#### [Directions]
Across the entries below, how many lines have the string "debug" in them? Reply with only the number.

*** Data for processing ***

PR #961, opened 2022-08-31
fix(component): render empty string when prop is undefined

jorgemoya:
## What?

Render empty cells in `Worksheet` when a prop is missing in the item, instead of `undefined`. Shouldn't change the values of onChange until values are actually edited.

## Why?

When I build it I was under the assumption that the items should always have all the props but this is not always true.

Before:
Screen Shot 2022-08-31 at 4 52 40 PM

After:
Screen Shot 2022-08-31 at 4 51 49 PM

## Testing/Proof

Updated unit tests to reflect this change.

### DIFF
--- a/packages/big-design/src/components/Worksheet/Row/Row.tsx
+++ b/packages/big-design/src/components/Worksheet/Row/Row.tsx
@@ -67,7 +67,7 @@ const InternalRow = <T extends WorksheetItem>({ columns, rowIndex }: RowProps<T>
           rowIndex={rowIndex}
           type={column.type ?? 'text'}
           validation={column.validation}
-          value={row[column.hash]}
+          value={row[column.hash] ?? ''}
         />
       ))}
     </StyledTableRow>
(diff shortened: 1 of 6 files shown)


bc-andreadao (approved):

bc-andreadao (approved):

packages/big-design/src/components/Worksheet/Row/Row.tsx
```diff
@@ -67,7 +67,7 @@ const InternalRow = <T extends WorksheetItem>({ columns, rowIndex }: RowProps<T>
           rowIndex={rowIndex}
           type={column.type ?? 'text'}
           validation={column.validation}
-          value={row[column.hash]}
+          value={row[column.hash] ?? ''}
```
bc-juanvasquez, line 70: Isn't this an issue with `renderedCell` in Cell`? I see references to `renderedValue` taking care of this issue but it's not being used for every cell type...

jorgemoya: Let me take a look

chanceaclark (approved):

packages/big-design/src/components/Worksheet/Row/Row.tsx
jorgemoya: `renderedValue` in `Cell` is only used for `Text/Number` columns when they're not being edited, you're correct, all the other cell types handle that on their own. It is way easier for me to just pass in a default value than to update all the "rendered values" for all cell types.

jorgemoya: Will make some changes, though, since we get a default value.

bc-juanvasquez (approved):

*** End of Data for processing ***
*** Data for processing ***

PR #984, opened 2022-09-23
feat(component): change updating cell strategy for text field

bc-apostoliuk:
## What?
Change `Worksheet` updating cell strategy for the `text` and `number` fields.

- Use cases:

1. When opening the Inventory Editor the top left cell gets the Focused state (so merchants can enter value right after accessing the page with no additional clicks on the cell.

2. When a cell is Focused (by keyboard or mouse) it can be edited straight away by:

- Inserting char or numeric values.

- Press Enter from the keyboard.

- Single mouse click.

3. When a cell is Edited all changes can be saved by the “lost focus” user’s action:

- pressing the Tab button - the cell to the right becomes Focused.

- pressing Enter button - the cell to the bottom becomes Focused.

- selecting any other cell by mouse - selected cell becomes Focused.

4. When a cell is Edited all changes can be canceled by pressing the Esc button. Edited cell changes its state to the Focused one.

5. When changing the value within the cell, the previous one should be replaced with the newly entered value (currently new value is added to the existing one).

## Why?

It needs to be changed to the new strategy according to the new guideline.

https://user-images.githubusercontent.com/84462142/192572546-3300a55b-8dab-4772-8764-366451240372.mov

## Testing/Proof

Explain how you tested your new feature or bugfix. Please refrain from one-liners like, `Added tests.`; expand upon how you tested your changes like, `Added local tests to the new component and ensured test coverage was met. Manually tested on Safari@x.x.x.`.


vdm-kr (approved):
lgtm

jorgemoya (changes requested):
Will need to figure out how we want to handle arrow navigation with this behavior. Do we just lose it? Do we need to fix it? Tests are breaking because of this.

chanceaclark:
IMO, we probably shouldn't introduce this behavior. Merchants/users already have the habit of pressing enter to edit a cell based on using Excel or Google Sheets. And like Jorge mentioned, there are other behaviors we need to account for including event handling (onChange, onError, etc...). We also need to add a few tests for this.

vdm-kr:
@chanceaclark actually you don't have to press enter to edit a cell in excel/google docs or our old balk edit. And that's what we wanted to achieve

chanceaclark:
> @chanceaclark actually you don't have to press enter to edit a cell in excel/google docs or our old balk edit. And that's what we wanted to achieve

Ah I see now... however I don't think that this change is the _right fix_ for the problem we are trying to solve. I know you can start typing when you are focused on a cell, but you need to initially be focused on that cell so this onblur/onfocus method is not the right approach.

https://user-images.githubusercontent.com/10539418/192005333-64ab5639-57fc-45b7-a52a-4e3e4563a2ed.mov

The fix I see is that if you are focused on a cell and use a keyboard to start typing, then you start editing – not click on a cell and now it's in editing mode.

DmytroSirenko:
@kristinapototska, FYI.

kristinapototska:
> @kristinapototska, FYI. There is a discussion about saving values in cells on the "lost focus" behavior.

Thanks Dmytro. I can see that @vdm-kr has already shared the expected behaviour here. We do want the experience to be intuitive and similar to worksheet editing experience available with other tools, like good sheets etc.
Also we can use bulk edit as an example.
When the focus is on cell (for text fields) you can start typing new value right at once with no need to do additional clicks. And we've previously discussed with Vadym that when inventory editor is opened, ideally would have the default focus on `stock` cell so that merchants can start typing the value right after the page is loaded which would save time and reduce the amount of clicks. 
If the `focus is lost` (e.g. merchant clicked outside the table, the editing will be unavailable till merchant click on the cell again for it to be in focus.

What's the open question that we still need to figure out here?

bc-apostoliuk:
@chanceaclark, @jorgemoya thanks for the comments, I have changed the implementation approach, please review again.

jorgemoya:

*** End of Data for processing ***
*** Data for processing ***

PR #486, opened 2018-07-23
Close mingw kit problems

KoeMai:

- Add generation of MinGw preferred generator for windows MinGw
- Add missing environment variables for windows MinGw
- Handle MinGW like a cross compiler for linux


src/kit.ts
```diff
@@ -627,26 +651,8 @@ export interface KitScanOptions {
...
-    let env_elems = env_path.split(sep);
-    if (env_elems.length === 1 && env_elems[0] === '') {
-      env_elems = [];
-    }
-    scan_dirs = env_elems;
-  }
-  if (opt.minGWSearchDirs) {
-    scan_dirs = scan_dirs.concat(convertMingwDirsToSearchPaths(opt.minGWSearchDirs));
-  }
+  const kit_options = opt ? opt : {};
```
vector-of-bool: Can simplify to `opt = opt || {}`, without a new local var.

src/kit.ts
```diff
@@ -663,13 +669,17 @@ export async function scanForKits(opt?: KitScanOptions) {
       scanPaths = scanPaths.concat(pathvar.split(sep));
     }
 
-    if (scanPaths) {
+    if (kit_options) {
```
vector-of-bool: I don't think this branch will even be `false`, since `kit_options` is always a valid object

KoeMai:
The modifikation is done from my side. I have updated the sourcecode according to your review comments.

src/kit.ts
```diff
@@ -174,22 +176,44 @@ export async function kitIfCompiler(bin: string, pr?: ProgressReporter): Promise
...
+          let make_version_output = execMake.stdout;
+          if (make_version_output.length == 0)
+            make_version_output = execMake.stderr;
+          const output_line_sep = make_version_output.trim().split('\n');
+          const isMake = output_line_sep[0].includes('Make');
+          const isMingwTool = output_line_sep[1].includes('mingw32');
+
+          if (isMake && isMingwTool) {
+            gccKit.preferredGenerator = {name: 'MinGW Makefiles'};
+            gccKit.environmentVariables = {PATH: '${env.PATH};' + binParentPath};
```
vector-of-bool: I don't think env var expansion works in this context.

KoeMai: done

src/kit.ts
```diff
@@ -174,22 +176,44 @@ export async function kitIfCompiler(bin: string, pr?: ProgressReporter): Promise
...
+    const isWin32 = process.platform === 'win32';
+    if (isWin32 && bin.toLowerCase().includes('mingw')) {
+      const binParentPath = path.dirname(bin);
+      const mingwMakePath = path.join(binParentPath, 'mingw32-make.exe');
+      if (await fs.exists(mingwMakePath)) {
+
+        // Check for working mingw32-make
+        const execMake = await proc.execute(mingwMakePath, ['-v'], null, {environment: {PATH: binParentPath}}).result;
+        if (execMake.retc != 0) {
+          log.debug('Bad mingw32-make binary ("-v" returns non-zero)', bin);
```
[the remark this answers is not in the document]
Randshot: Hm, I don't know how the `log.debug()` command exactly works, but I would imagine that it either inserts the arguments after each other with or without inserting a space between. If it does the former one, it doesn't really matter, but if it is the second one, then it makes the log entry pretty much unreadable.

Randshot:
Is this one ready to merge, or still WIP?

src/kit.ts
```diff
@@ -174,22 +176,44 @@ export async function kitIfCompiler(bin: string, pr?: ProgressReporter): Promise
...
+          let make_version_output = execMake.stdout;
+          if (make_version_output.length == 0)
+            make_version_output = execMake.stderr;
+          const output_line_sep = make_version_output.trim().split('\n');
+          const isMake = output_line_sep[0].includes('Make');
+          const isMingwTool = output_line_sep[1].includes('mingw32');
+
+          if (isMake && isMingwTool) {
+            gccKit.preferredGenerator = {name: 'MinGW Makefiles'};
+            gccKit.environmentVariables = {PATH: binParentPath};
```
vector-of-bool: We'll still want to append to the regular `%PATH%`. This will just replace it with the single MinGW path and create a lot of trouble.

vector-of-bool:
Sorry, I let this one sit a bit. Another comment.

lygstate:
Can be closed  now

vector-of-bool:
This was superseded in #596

*** End of Data for processing ***

#### [Result]
2